Then, the influence of each current conductance on cell swelling was studied to select the
carriers which can be considered as potential therapeutic targets. Our results show that gNaP,
gCaHVA, PK, gNaCa and gastro contribute to the development of cytotoxic oedema whereas
gKDR tends to prevent cell swelling. So, the selective block of NaP channels, CaHVA channels,
25
NMDA receptors, Na+/Ca2+ exchanger or Na+/K+/Cl- cotransport could be considered as
interesting therapeutic pathways. Some of these selective blockers have already been tested in
stroke. Fosphenytoin, which blocks the sodium voltage-gated channels, was shown to allow the
penumbra to recover in rodent but was not effective in man. Similarly, some blockers of the
calcium voltage-gated channels, such as Nimodipine (VENUS, Horn et al., 2001) and
Flunarizine (FIST, Franke et al., 1996) gave encouraging results in animal but disappointing
results in man. Some antagonists of the NMDA receptors such as Selfotel (Morris et al., 1999)

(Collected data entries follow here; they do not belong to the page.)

PR #24, opened 2025-04-09
test: mock context in TableTestCommand.ExpectedAsserts

mwbrooks:
### Summary

This pull request updates `test/testutil/commandtests.go` to pass the mocked context into `ExpectedAsserts`. 

It's a lot of repetitive lines changes with the occasional 💎 gem hidden. Don't worry though, I'll leave GitHub comments to mark the non-repetitive areas! 🚩 

The motivation is to use the mocked context throughout the table test's lifecycle. Right now, some `ExpectedAsserts: func(...)` implementations require a context and use `context.Background()`. This works today, but it would fail a function required a value from `ctx`.

### Requirements


cmd/app/add_test.go
```diff
@@ -352,7 +352,7 @@ func TestAppAddCommand(t *testing.T) {
 				mockProjectConfig.On("Cache").Return(mockProjectCache)
 				cm.Config.ProjectConfig = mockProjectConfig
 			},
-			ExpectedAsserts: func(t *testing.T, cm *shared.ClientsMock) {
+			ExpectedAsserts: func(t *testing.T, ctx context.Context, cm *shared.ClientsMock) {
```
mwbrooks, line 355: note: Every reference to `ExpectedAsserts: func(...)` had to be updated to include `ctx`. 🔁

cmd/app/link_test.go
```diff
@@ -95,15 +95,15 @@ func Test_Apps_Link(t *testing.T) {
...
+			ExpectedAsserts: func(t *testing.T, ctx context.Context, cm *shared.ClientsMock) {
 				expectedApp := types.App{
 					AppID:        mockLinkAppID1,
 					TeamDomain:   mockLinkSlackAuth1.TeamDomain,
 					TeamID:       mockLinkSlackAuth1.TeamID,
 					EnterpriseID: mockLinkSlackAuth1.EnterpriseID,
 				}
 				actualApp, err := cm.AppClient.GetDeployed(
-					context.Background(),
+					ctx,
```
mwbrooks, line 106: note: The main motivation of this PR is to replace `context.Background()` references with the mocked context `ctx`. Here's one example.

cmd/collaborators/update_test.go
```diff
@@ -39,7 +39,7 @@ func TestUpdateCommand(t *testing.T) {
 				appSelectMock.On("TeamAppSelectPrompt").Return(prompts.SelectedApp{App: types.App{AppID: "A123"}, Auth: types.SlackAuth{}}, nil)
 				// Set experiment flag
 				clientsMock.Config.ExperimentsFlag = append(clientsMock.Config.ExperimentsFlag, "read-only-collaborators")
-				clientsMock.Config.LoadExperiments(context.Background(), clientsMock.IO.PrintDebug)
+				clientsMock.Config.LoadExperiments(ctx, clientsMock.IO.PrintDebug)
```
mwbrooks, line 42: note: Here's another example where we're replacing a `context.Background()` with the new, mocked context `ctx`

cmd/externalauth/add_secret_test.go
```diff
@@ -264,10 +264,10 @@ func TestExternalAuthAddClientSecretCommand(t *testing.T) {
 				clientsMock.AddDefaultMocks()
 				// TODO this can probably be replaced by a helper that sets up an apps.json file in
 				// the right place on the afero memfs instance
-				err := clients.AppClient().SaveDeployed(context.Background(), fakeApp)
+				err := clients.AppClient().SaveDeployed(ctx, fakeApp)
```
mwbrooks, line 267: note: Moar switch-a-roos

internal/pkg/platform/activity_test.go
```diff
@@ -147,37 +148,37 @@ func TestPlatformActivity_StreamingLogs(t *testing.T) {
...
 				cm.ApiInterface.AssertNumberOfCalls(t, "Activity", 1)
 			},
 		},
 	} {
 		t.Run(name, func(t *testing.T) {
-			ctx := context.Background()
-			ctx = context.WithValue(ctx, config.CONTEXT_TOKEN, "sometoken")
 			// Create mocks
+			ctxMock := slackcontext.MockContext(context.Background())
+			ctxMock = context.WithValue(ctxMock, config.CONTEXT_TOKEN, "sometoken")
```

and Aptiganel (Albers et al., 2001) were also tested but all the phase-III trials had to be
abandoned because of the lack of efficacy and the occurrence of side effects. Such mathematical
models can help to explore other therapeutic targets in order to contribute to the development of
new neuroprotective drugs in stroke.
However, the predictive role of the model has to be tempered by its limitations which are due to
the assumptions used to build the model. First, we have focused the model on ion movements in
grey matter whereas stroke generally affects both grey matter and white matter. The modelling
of the development of cytotoxic oedema in white matter will be discussed in a forthcoming
publication.
In this model, the diffusion of ionic species has not been taken into account. However, ions are
able to diffuse in the extracellular space and from an astrocyte to another through astrocyte gapjunctions (Lin, 2002). We can suppose that, if we had included these diffusion phenomena in the
model, the dynamics of ionic concentrations and cell volumes would have been qualitatively
similar to those previously described but quantitatively smaller. This point is currently being
studied.
26
In this model, we represent the main neuronal and astrocytic channels, exchangers and pumps
that maintain cell homeostasis in physiological conditions and that are responsible for ion
movements in ischaemia. But many other carriers are present on neuron and astrocyte membrane
and some of them might also have an influence on cell swelling.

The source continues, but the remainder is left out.